Doctrinal Position in Case Law

Nissan Iberia extends the line of Courage, Manfredi, Cogeco, Volvo/DAF Trucks, and Heureka. It entrenches the dual requirements of cessation and knowledge, but redefines knowledge for NCA cases in institutional terms: it arises only when a decision is final and binding.

This creates a structural asymmetry. For Commission decisions, limitation begins at publication in the Official Journal (Heureka, para. 78). For NCA decisions, limitation begins only upon finality. The Court justified this on the basis of Article 16 of Regulation 1/2003, but we can wonder whether the difference is truly justified, given that both Commission and NCA decisions are immediately enforceable and presumed valid.

Implications for European Litigation

For claimants, the judgment provides a significant procedural safeguard. The limitation period no longer runs while appeals are pending, giving injured parties the assurance that they will not be time-barred before the underlying infringement decision becomes final. This is especially relevant in Spain, where CNMC proceedings often take several years to clear all levels of judicial review.

For defendants, the consequence is prolonged exposure. Companies may face damages claims long after the initial publication of an infringement decision. This extended horizon complicates accounting practices, increases the cost of legal uncertainty, and alters the incentives for settlement.

For national legal systems, the Court has introduced an additional layer of responsibility. Final judgments upholding NCA decisions must be published in an official, public, and clearly dated manner. Failure to ensure transparent publication could have the unintended effect of leaving limitation periods open-ended, undermining predictability for all parties involved.

For EU law as a whole, the judgment continues the Court’s emphasis on effectiveness as the guiding principle of private enforcement. By privileging the position of claimants, it ensures that rights under Articles 101 and 102 TFEU are enforceable in practice. At the same time, the asymmetry created between Commission and NCA decisions raises concerns of doctrinal coherence. Whether this differentiation proves sustainable, or whether it prompts further clarification from the Court, remains an open question.

Conclusion

The Nissan Iberia judgment represents a decisive step in the construction of a claimant-friendly regime for antitrust damages. By requiring finality before limitation begins, the Court secures effectiveness but at the cost of legal certainty and symmetry.
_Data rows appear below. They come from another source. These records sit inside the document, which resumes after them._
PR #3154, opened 2026-09-10
feat(srv): Phase 3 prerequisites — record what each provider reads, and one ownership test

AgentA-asaf:
The two prerequisites review identified for Phase 3 of `SPEC_INSTRUCTION_AND_MEMORY_PORTABILITY_2026_09_09.md`. **Additive only** — nothing reads either yet and no behaviour changes. Tracking: #3148.

**1. `native_instruction_sources` — what a provider *reads*.**

`startup_instructions_filename` names the single file AgentMux **writes**: the canonical target it picked per provider. That is a different question from what the provider picks up on its own, and usually a smaller answer:

| Provider | Writes | Also reads |
|---|---|---|
| Copilot | `AGENTS.md` | `.github/copilot-instructions.md`, `CLAUDE.md`, `GEMINI.md` |
| pi | `.pi/APPEND_SYSTEM.md` | `.pi/SYSTEM.md` (which *replaces* pi's default system prompt) |
| everyone else | their target | nothing further confirmed |

Resolving only the write target would leave most of a Copilot project's instructions invisible and unportable — precisely the round-trip guarantee §4 claims (Codex, #3144).

Populated per provider from **each entry's own already-cited evidence**, under the same rule as the field above it: listed only where the provider's docs confirm it, never guessed. Where the write target is the only confirmed source, that is the whole list. An under-complete list shows the operator less than the truth, which is recoverable; a guessed one shows them something false, which is not.

Three invariants tested, the useful one being **every write target is also a read source** — otherwise AgentMux is writing a file nobody opens. That check passes for all ten providers, which is also what validates the population.

**2. `is_agentmux_managed_instructions` — one ownership test that knows both markers.**

`CLAUDE.md` carries `CLAUDE_MD_MANAGED_MARKER`; every other startup-instructions file carries `STARTUP_INSTRUCTIONS_MANAGED_MARKER`, because the two writers grew separately. A check against the first alone reports every AgentMux-generated `AGENTS.md`, `GEMINI.md`, `QWEN.md` and `.pi/APPEND_SYSTEM.md` as `foreign` — inverting the single field Phase 3 most needs to be right, since it decides whether a file is ours to touch.

**The two writers deliberately keep their own narrower checks**, and that is documented at the helper rather than left to look like an oversight: each asks "did I write this, in my format, such that I may rewrite it". A `CLAUDE.md`-marked file is ours but is not the other writer's to rewrite. This helper answers the broader question, which is the one a read-only tracker asks.

**Verification**
```
cargo test -p agentmux-srv   → 3234 passed, 0 failed (5 new)
```

Next on #3148: the resolver itself, which uses both of these to answer "what will this agent actually read" — useful on its own, since the Armory can then show an operator their agent's real instruction set for the first time.

### DIFF
--- a/.changesets/1789026221-feat-srv-provider-registry-records-every-instruction-file-a--a1fy.md
+++ b/.changesets/1789026221-feat-srv-provider-registry-records-every-instruction-file-a--a1fy.md
@@ -1,0 +1,5 @@
+---
+type: patch
+---
+
+feat(srv): provider registry records every instruction file a provider reads, not just the one AgentMux writes
--- a/agentmux-srv/src/backend/agent_config.rs
+++ b/agentmux-srv/src/backend/agent_config.rs
@@ -1039,6 +1039,33 @@ fn resolve_claude_md_side_paths(
 /// see the doc comment below).
 const STARTUP_INSTRUCTIONS_MANAGED_MARKER: &str = "<!-- agentmux:managed-startup-instructions -->";
 
+/// Does this file's content say AgentMux wrote it?
+///
+/// There are two markers, not one: `CLAUDE.md` carries
+/// [`CLAUDE_MD_MANAGED_MARKER`] and every other startup-instructions file
+/// carries [`STARTUP_INSTRUCTIONS_MANAGED_MARKER`], because the two writers
+/// grew separately. Anything asking "is this ours" has to know both — a check
+/// against only the first reports every AgentMux-generated `AGENTS.md`,
+/// `GEMINI.md`, `QWEN.md` and `.pi/APPEND_SYSTEM.md` as foreign, inverting the
+/// answer for most providers (Codex, PR #3144).
+///
+/// Deliberately content-based rather than path-based: the marker is what makes
+/// the claim, and a file's name says nothing about who wrote it. Phase 3 of
+/// `SPEC_INSTRUCTION_AND_MEMORY_PORTABILITY_2026_09_09.md` reuses this to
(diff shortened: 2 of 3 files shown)


a5af:
@codex review

AgentA-asaf:
Confirmed and fixed in `7a29ed799` — and the doc you cited says more than the finding did, so I took the rest of it too.

Claim 3 verified: `.github/instructions/**/*.instructions.md` are path-scoped instructions Copilot genuinely reads. A resolver driven by the literal list would have missed every one of them in any repository using them, which is the failure mode this field exists to prevent: an incomplete answer, presented confidently.

Added `native_instruction_dirs` as a structured directory scan (`dir`, `suffix`, `recursive`) rather than a glob string. There is no glob engine in the tree, one dependency for one pattern shape is a poor trade, and the struct forces the two things a glob leaves implicit — whether to descend, and what actually qualifies — to be written down.

Two more claims from that doc I did **not** implement, recorded inline as out of scope rather than missed: `$HOME/.copilot/copilot-instructions.md` (claim 4) and `$COPILOT_CUSTOM_INSTRUCTIONS_DIRS` (claim 6). Both are real. Both live outside the agent working directory that these two fields are relative to, and both are machine-global rather than project state — so they do not travel with a bundle, which makes them a genuinely different question from the one Phase 3 answers. Worth revisiting if the answer to "what is this agent reading" should include machine-level configuration; it is not a silent omission.

Two new tests: the Copilot scan is pinned by name, and every declared scan must be usable and stay inside the working directory.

For Spain, it resolves conflicting case law and ensures that claimants in the “car cartel” litigation remain within time. For the Union, it marks another expansion of private enforcement under the banner of effectiveness, extending the bridges built by Courage, Manfredi, and Heureka.

The Court has drawn a bright line: for NCA decisions, the limitation clock starts ticking only when the decision is final. Whether this asymmetry will endure or be recalibrated in future remains to be seen. For now, defendants must live with a longer tail of liability, and claimants with a clearer pathway to redress.